▶ **Work order**
Set down, exactly as written, every line from the one containing "Refactor remote environment" through the end of the listing.

▶ **Supplied records**
++++++++++
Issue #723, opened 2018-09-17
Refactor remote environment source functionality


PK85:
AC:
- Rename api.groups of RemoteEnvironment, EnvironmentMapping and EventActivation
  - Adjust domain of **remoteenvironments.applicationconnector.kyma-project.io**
++++++++++
▶ **Answer to the problem**
Refactor remote environment source functionality


PK85:
AC:
- Rename api.groups of RemoteEnvironment, EnvironmentMapping and EventActivation
  - Adjust domain of **remoteenvironments.applicationconnector.kyma-project.io**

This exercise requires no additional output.